Opinion: Congressional oversight is needed with credit companies

Lucas Gebhart

Editor-in-Chief

Last week, I applied to rent a house. My potential landlord wanted to run a background and credit check, which I get. They wanted to make sure I wasn’t going to run a meth lab and that I could pay my rent on time. That’s normal.

I don’t have any credit and I feel this isn’t a huge abnormality for college students. I don’t have any student loans and I don’t own any credit cards, so I had to get my dad to co-sign on the lease with me and they basically ran his credit instead of mine while they ran the background check on me. Again, this is normal.

Where this becomes abnormal was the next step in this process. I was sent an e-mail by SmartMove, who runs background and credit checks through TransUnion. Because I didn’t have credit, I essentially didn’t exist, according to TransUnion, and I was given a number to call.

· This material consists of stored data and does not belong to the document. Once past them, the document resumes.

PR #929, opened 2025-03-30
use same style tooltip for buttons as everywhere else

tomaskikutis:
SDESK-7489

### DIFF
--- a/app-typescript/components/Button.tsx
+++ b/app-typescript/components/Button.tsx
@@ -1,7 +1,8 @@
 import * as React from 'react';
 import classNames from 'classnames';
-import { Icon } from './Icon';
-import { Spinner } from './Spinner';
+import {Icon} from './Icon';
+import {Spinner} from './Spinner';
+import {WithTooltip} from './Tooltip';
 
 interface IPropsButton {
     text: string;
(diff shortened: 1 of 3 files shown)


app-typescript/components/Tooltip.tsx
```diff
@@ -24,14 +25,18 @@ function flowToPlacement(flow: IProps['flow']): Placement | undefined {
...
+export class WithTooltip extends React.PureComponent<IProps> {
     private id: string;
     private instance: Instance | null;
 
     constructor(props: IProps) {
         super(props);
 
-        this.id = 'tooltip-' + Math.random().toString().slice(2);
+        // prepend a letter so ID doesn't start with a number
+        this.id = 'a' + Math.random().toString().slice(2);
```
thecalcc: and this can't instead be `${Math.random().toString().slice(2)}`?

app-typescript/components/Button.tsx
```diff
@@ -41,23 +42,40 @@ export class Button extends React.PureComponent<IPropsButton> {
...
+                    <WithTooltip text={this.props.tooltip}>
+                        {({attributes}) => children({attributes})}
+                    </WithTooltip>
+                )
+                : ({children}) => (
+                    <>
+                        {children({attributes: {}})}
+                    </>
+                );
+
```
thecalcc: may be better to move this out of here, I know it's specifically made for the button but maybe add it below the button class

thecalcc (approved):

app-typescript/components/Tooltip.tsx
tomaskikutis: https://css-tricks.com/ids-cannot-start-with-a-number/

Your `Math.random().toString()` would generate a string, but when you use numbers as HTML attributes they become strings too. So ID not staring with a number means number in the string.

app-typescript/components/Button.tsx
```diff
@@ -75,7 +64,23 @@ export class Button extends React.PureComponent<IPropsButton> {
...
+            <WithTooltip text={tooltipText}>
+                {({attributes}) => children({attributes})}
+            </WithTooltip>
+        )
+        : ({children}) => (
+            <>
+                {children({attributes: {}})}
+            </>
+        );
+}
```
thecalcc: is there some specific reason you made it a function and not a component with props? Just curious

tomaskikutis: Lack of imagination I guess. I needed a wrapper component, so made a function that returns one. I would be curious to see how would a component with props work here if at all.

thecalcc: Not sure I get it, but it would work like any other HOC:

```
interface ITooltipWrapperProps {
    tooltipText: string | null | undefined;
    children: React.ComponentProps<typeof WithTooltip>['children'];
}

class TooltipWrapper extends React.Component<ITooltipWrapperProps> {
    render() {
        const {tooltipText, children} = this.props;

        return (tooltipText ?? '').length > 0
            ? (
                <WithTooltip text={tooltipText}>
                    {({attributes}) => children({attributes})}
                </WithTooltip>
            )
            : (
                <>
                    {children({attributes: {}})}
                </>
            );
    }
}
```

thecalcc (approved):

On the other end of the phone was somebody who barely spoke English who then asked me to email, yes, email, a photo of my driver’s license or other government identification to what was an obvious automated email account. They also wanted a bank statement or utility bill to verify my address. My current roommate pays the bills and I pay him my share – again not an abnormal thing for a college student – so I had to send them a bank statement.

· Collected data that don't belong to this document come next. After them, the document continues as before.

PR #930, opened 2025-04-03
TreeSelect improvements

dzonidoo:
SDBELGA-945

### DIFF
--- a/app-typescript/components/Form/InputWrapper.tsx
+++ b/app-typescript/components/Form/InputWrapper.tsx
@@ -13,6 +13,7 @@ export interface IInputCommon {
     labelHidden?: boolean;
     tabindex?: number;
     fullWidth?: boolean;
+    autoWidth?: boolean;
     boxedStyle?: boolean;
     boxedLable?: boolean;
 }
@@ -54,6 +55,7 @@ export class InputWrapper extends React.Component<IPropsBase, IState> {
             [`sd-input--${this.props.size}`]: this.props.size || this.props.size !== undefined,
             'sd-input--boxed-style': this.props.boxedStyle,
             'sd-input--boxed-label': this.props.boxedLable,
+            'sd-input--auto-width': this.props.autoWidth,
         });
 
         const labelClasses = classNames('sd-input__label', {
--- a/app-typescript/components/Form/InputWrapper.tsx
+++ b/app-typescript/components/Form/InputWrapper.tsx
@@ -12,8 +12,13 @@ export interface IInputCommon {
     inlineLabel?: boolean;
     labelHidden?: boolean;
     tabindex?: number;
+
+    /**
+     * Defaults to `true`
+     * If set to false, it will be as wide as content
+     */
     fullWidth?: boolean;
-    autoWidth?: boolean;
+
     boxedStyle?: boolean;
     boxedLable?: boolean;
 }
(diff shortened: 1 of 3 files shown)


tomaskikutis:
Can you make it work without extra props being necessary?

We already have a prop `inputWidth?: '100%'`. If it is not passed, the component should be as wide as contents.

dzonidoo:
The inputWidth & fullWidth props no longer make sense because we've improved the grid, and now components have width: 100% by default. it should be removed.
and use the autoWidth if u want to component be as wide as contents...

dzonidoo:
this is the PR when i added that one input width
https://github.com/superdesk/superdesk-ui-framework/pull/809

tomaskikutis:
> The inputWidth & fullWidth props no longer make sense

Can they be removed then?

> use the autoWidth if u want to component be as wide as contents

Can you adjust the code so width based on contents is default and `100%` is optional prop?

dzonidoo:
> Can they be removed then?
- yep sure... ill just spent more time in investigation to be sure... there is a lot of component with inputWrapper

> Can you adjust the code so width based on contents is default and `100%` is optional prop?
- hmmm nope... That could cause mass in other components too and on cc on planning as well etc..

tomaskikutis:
I see. `100%` width by default is fine if that's how it works already for all other inputs.

The problem is that it collapses to zero in some cases.

I did some testing and I got it to be either 100% or squashed to contents - with no conditional logic required. See if it's possible to make it work similarly without passing the prop.

```typescript
import React from 'react';

export function App(props) {
    const testBox = <div style={{background: 'red', border: '1px solid blue'}}>aaa</div>;
    return (
        <div style={{background: 'white', width: '100vw', height: '100vh'}}>
            {testBox}

            <table>
                <tbody>
                    <tr>
                        <td>one</td>
                        <td>two</td>
                    </tr>
                    <tr>
                        <td>{testBox}</td>
                        <td>four</td>
                    </tr>
                </tbody>
            </table>
        </div>
    );
}
``` 

[rendered result](https://github.com/user-attachments/assets/0898ee6c-078a-4c4c-996c-b1118bbde66b)

fritzSF:
The component has a quite complex layout, and changing it without breaking anything would require experimentation. A prompt is, in my opinion, completely legitimate; it collapses to zero only in some edge cases. It is easier to change the surrounding layout or use the prompt than to modify the component itself. I say we leave it as is and consider this approach for future improvements.

app-typescript/components/Form/InputWrapper.tsx
```diff
@@ -13,6 +13,7 @@ export interface IInputCommon {
     labelHidden?: boolean;
     tabindex?: number;
     fullWidth?: boolean;
+    autoWidth?: boolean;
```
tomaskikutis: I see there's `fullWidth` prop above. How many width configurations are possible now? Only "full/auto" or there are others?

fritzSF:
We only need "full/auto", with _full_ being the default.

tomaskikutis:
Are there more options currently implemented that we don't need anymore?

fritzSF:
No, not for now

tomaskikutis:
I've looked into it. The issue originates from a label wrapper component. We should fix it, maybe simplify the component at the same time. @fritzSF do you remember if it contains anything special besides rendering a label below or at the side?

tomaskikutis:
Here's an example where it doesn't render well in either case if label length is not known. Which is the case here since it's coming from a vocabulary.

image

image

fritzSF:
I investigated yesterday different cases, I think I have a fix for that.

Only issue here was the address on my bank statement is my parent’s address and doesn’t match the one on my driver’s license, which also, since I have moved four times in the last three years, doesn’t match my current address. Basically, they were going to get three addresses for one person.

I explained this to them and I was assured that it wouldn’t matter, and more red flags popped up. I got the sense that this person was trying to do anything they could to get my personal information in their hands. This screamed scam to me, and I was talking to one of the top three credit agencies in the country.

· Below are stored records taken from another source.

PR #939, opened 2025-05-27
implement custom time popover

thecalcc:
UI screenshots for a configuration with AM/PM and seconds:
image
image

### DIFF
--- a/app-typescript/components/TimePicker.tsx
+++ b/app-typescript/components/TimePicker.tsx
@@ -6,7 +6,7 @@ import {TimePickerPopover} from './TimePickerPopover';
 import {PopupPositioner} from './ShowPopup';
 
 interface IProps extends IInputWrapper {
-    value?: string; // ISO8601 time string(e.g. 16:55) or null if there's no value
+    value: string | null; // ISO8601 time string(e.g. 16:55) or null if there's no value
     onChange(valueNext: string): void;
     allowSeconds?: boolean;
     headerTemplate?: React.ReactNode;
@@ -83,8 +83,7 @@ export class TimePicker extends React.PureComponent<IProps, IState> {
                         cursor: 'pointer',
                     }}
                     ref={this.timeInputRef}
-                    key={this.props.value}
-                    value={this.props.value}
+                    value={this.props.value ?? undefined}
                     type="time"
                     onClick={(e) => {
                         // don't show default popup
--- a/app-typescript/components/TimePicker.tsx
+++ b/app-typescript/components/TimePicker.tsx
@@ -1,56 +1,86 @@
-import * as React from 'react';
-import nextId from 'react-id-generator';
-import {InputWrapper} from './Form';
-import {IInputWrapper} from './Form/InputWrapper';
+import * as React from "react";
+import nextId from "react-id-generator";
+import { InputWrapper } from "./Form";
+import { IInputWrapper } from "./Form/InputWrapper";
+import { WithPopover } from "./WithPopover";
+import { TimePickerPopover } from "./TimePickerPopover";
 
 interface IProps extends IInputWrapper {
-    value: string; // will output time as ISO8601 time string(e.g. 16:55) or an empty string if there's no value
-    onChange(valueNext: string): void;
-    allowSeconds?: boolean;
-    'data-test-id'?: string;
+  value?: string; // will output time as ISO8601 time string(e.g. 16:55) or an empty string if there's no value
+  onChange(valueNext: string): void;
+  allowSeconds?: boolean;
+  headerTemplate?: React.ReactNode;
+  footerTemplate?: React.ReactNode;
+  "data-test-id"?: string;
 }
 
 export class TimePicker extends React.PureComponent<IProps> {
-    private htmlId = nextId();
+  private htmlId = nextId();
 
-    render() {
-        if (this.props.preview) {
-            return (
-                <div>
-                    <span>{this.props.value}</span>
-                </div>
-            );
-        }
-
-        return (
-            <InputWrapper
-                label={this.props.label}
-                error={this.props.error}
-                invalid={this.props.error != null}
-                required={this.props.required}
-                disabled={this.props.disabled}
-                info={this.props.info}
-                inlineLabel={this.props.inlineLabel}
-                labelHidden={this.props.labelHidden}
-                htmlId={this.htmlId}
-                tabindex={this.props.tabindex}
-                inputWrapper={this.props.inputWrapper}
-            >
-                <input
-                    value={this.props.value}
-                    type="time"
-                    className="sd-input__input"
-                    id={this.htmlId}
-                    aria-labelledby={this.htmlId + 'label'}
-                    step={this.props.allowSeconds ? 1 : undefined}
-                    required={this.props.required}
-                    disabled={this.props.disabled}
-                    onChange={(event) => {
-                        this.props.onChange(event.target.value);
-                    }}
-                    data-test-id={this.props['data-test-id']}
-                />
-            </InputWrapper>
-        );
+  render() {
+    if (this.props.preview) {
+      return (
+        <div>
+          <span>{this.props.value}</span>
+        </div>
+      );
     }
+
+    return (
+      <InputWrapper
+        label={this.props.label}
+        error={this.props.error}
+        invalid={this.props.error != null}
+        required={this.props.required}
+        disabled={this.props.disabled}
+        info={this.props.info}
+        inlineLabel={this.props.inlineLabel}
+        labelHidden={this.props.labelHidden}
+        htmlId={this.htmlId}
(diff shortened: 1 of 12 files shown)


app-typescript/components/TimePickerPopover.tsx
```diff
@@ -0,0 +1,316 @@
...
+    super(props);
+
+    this.activeTime = [React.createRef(), React.createRef(), React.createRef()];
+
+    this.parseUnitOfTime = this.parseUnitOfTime.bind(this);
+    this.handleChange = this.handleChange.bind(this);
+
+    const hour = new Date().toLocaleTimeString([], { hour: "numeric" });
+
+    this.is12HourFormat = hour.includes("AM") || hour.includes("PM");
```
tomaskikutis: Accept `locale?: {code?: string, timeFormat?: 12 | 24}`

Priority would be timeFormat, locale code from props, or current version where browser locale is used

app-typescript/components/TimePickerPopover.tsx
```diff
@@ -0,0 +1,316 @@
...
+      </span>
+    );
+  }
+}
+
+export class TimePickerPopover extends React.PureComponent<IProps> {
+  is12HourFormat: boolean;
+
+  // hour, minutes, seconds
+  activeTime: Array<React.RefObject<TimeValueHolder>>;
```
tomaskikutis: Declare explicitly whether members are public/private. Use a name that indicates that refs are stored. Maybe `inputRefs`?

app-typescript/utils/time.tsx
```diff
@@ -0,0 +1,32 @@
...
+
+export type ITimeUnit = 'hours' | 'minutes' | 'seconds';
+
+export function getOptionsForTimeUnit(
+    timeUnit: ITimeUnit,
+    is12HourFormat?: boolean,
+    disabledOptions?: {[key: string]: Array<number>},
+): Array<string> {
+    const format12HourArr = range(1, 13);
+    format12HourArr.unshift(format12HourArr.pop() as number);
```
tomaskikutis: how about you create the final range that you want above so you don't need another step to adjust it?

package-lock.json
```diff
@@ -663,7 +663,7 @@
     "acorn-dynamic-import": {
       "version": "2.0.2",
       "resolved": "https://registry.npmjs.org/acorn-dynamic-import/-/acorn-dynamic-import-2.0.2.tgz",
-      "integrity": "sha1-x1K9IQvvZ5UBtsbLf8hPj0cVjMQ=",
+      "integrity": "sha512-GKp5tQ8h0KMPWIYGRHHXI1s5tUpZixZ3IHF2jAu42wSCf6In/G873s6/y4DdKdhWvzhu1T6mE1JgvnhAKqyYYQ==",
```
tomaskikutis: package.json hasn't changed - you probably don't need package-lock changes either?

app-typescript/components/TimePicker.tsx
```diff
@@ -2,11 +2,15 @@ import * as React from 'react';
 import nextId from 'react-id-generator';
 import {InputWrapper} from './Form';
 import {IInputWrapper} from './Form/InputWrapper';
+import {WithPopover} from './WithPopover';
+import {TimePickerPopover} from './TimePickerPopover';
 
 interface IProps extends IInputWrapper {
-    value: string; // will output time as ISO8601 time string(e.g. 16:55) or an empty string if there's no value
+    value?: string; // will output time as ISO8601 time string(e.g. 16:55) or an empty string if there's no value
```
tomaskikutis: > or an empty string if there's no value

If we support an empty string, which is fine, let's keep `value` mandatory.

app-typescript/components/TimePicker.tsx
```diff
@@ -34,22 +38,48 @@ export class TimePicker extends React.PureComponent<IProps> {
...
-                    aria-labelledby={this.htmlId + 'label'}
-                    step={this.props.allowSeconds ? 1 : undefined}
-                    required={this.props.required}
-                    disabled={this.props.disabled}
-                    onChange={(event) => {
-                        this.props.onChange(event.target.value);
-                    }}
-                    data-test-id={this.props['data-test-id']}
-                />
+                <WithPopover
```
tomaskikutis: add data-test-id for popover too

app/styles/_time.scss
```diff
@@ -0,0 +1,28 @@
+.time-unit-highlight {
+    background-color: $sd-colour-interactive;
```
tomaskikutis: only use CSS variables

app/styles/_time.scss
```diff
@@ -0,0 +1,28 @@
...
+    }
+
+    display: flex;
+    justify-content: center;
+    width: 32px;
+    height: 32px;
+    border-radius: $border-radius__base--x-small;
+    font-weight: normal;
+    margin-inline-start: 4px;
+    margin-inline-end: 4px;
```
tomaskikutis: use design tokens for sizes e.g. `--base-increment`, `--gap-1`

app-typescript/utils/time.tsx
```diff
@@ -0,0 +1,32 @@
+import {range, padStart} from 'lodash';
```
tomaskikutis: use `String.prototype.padStart`

app-typescript/components/TimePickerPopover.tsx
```diff
@@ -0,0 +1,262 @@
...
+
+        this.parseUnitOfTime = this.parseUnitOfTime.bind(this);
+        this.handleChange = this.handleChange.bind(this);
+
+        const hour = new Date().toLocaleTimeString([], {hour: 'numeric'});
+
+        this.is12HourFormat = hour.includes('AM') || hour.includes('PM');
+    }
+
+    parseUnitOfTime(unit: ITimeUnit) {
```
tomaskikutis: it would be easier to understand if it was a pure function at the top level

app-typescript/components/TimePickerPopover.tsx
```diff
@@ -0,0 +1,262 @@
...
+            marginTop: 8,
+        };
+
+        return (
+            <div className="sd-shadow--z2 radius-md" onBlur={this.props.closePopup}>
+                <Spacer
+                    v
+                    gap="0"
+                    style={{
+                        padding: 8,
```
tomaskikutis: use CSS variables for sizes where applicable

app-typescript/components/TimePickerPopover.tsx
```diff
@@ -0,0 +1,262 @@
...
+                        width: 200,
+                        backgroundColor: 'white',
```
tomaskikutis: use CSS variables for colors so theming works ok

app-typescript/utils/time.tsx
thecalcc: here I move last number `12` to first place. I copied the code from another component since I think it's good. The other option is to manually insert `12` at index `0` with `arrayInsertAtIndex` from `@superdesk/common` and change the array creation to `const format12HourArr = range(1, 12);`. Let me know which one you prefer.

app/styles/_time.scss
thecalcc: This is a `scss` file, why would I do that?

tomaskikutis: we'll be dropping sass variables in favor of CSS ones that are standard according to spec and also it's very useful that we can use CSS variables from JS which we can't do with sass ones

app/styles/_time.scss
```diff
@@ -0,0 +1,28 @@
...
+
+    display: flex;
+    justify-content: center;
+    width: 32px;
+    height: 32px;
+    border-radius: var(--b-radius--x-small);
+    font-weight: normal;
+    margin-inline-start: var(--gap--x-small);
+    margin-inline-end: var(--gap--x-small);
+    transition: $sd-transition__menu-item;
```
tomaskikutis: use a CSS variable here

app-typescript/components/TimePickerPopover.tsx
```diff
@@ -0,0 +1,290 @@
...
+                        <>
+                            {this.props.headerTemplate}
+                            <ContentDivider border type="solid" orientation="horizontal" margin="none" />
+                        </>
+                    )}
+                    <Spacer h gap="4" noWrap justifyContent="center" alignItems="start">
+                        <Spacer v gap="4" style={styleForColumnOfUnit} alignItems="center" noWrap>
+                            {getOptionsForTimeUnit('hours', this.is12HourFormat).map((hour) => {
+                                /**
+                                 * Hour value is always in 24-hour format, so we need to adjust it
```
tomaskikutis: you're already passing `this.is12HourFormat` to `getOptionsForTimeUnit` - that function could return the final version, couldn't it?

tomaskikutis (approved):

tomaskikutis (approved):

I asked why they needed this information. I was told they needed it to complete my profile and that it was “their policy.” They already had my social security number, knew what my high school mascot was, knew my grandfather’s first name and knew what city I was born in, so I asked why it was their policy. I was again told that it was “their policy.” I asked if there was another way to give them this information and I was told “No, sir. This is our policy.” Again, I was talking to TransUnion, a top three credit agency, who was asking me to email a photo of my driver’s license.

Every red flag I have ever been taught about cyber security and scams was up, so I refused to send them the information, citing that I wasn’t comfortable sending the required documents over an unsecure email, which I felt was pretty good reasoning.

But it was non-negotiable. It was either send the information or I don’t get the house.

I called everybody, my mom, my dad, my potential landlord, my sister who works in cyber-security. All of them had the same answer. The answer was that I was right to be cautious and that yes, there has to be a better way, but these companies refuse to protect our personal information, which is why congressional oversight is needed within this industry. They won’t do it on their own, so Congress should make them do it.

A company, whose product is people’s personal information, should, in theory, take every precaution to protect that information. But as we learned with the Equifax hack last year, they don’t. Better yet, Equifax had the nerve to charge people to freeze their own credit when Equifax’s server was hacked, further showing the lack of respect these companies have. This is why Congress needs to act.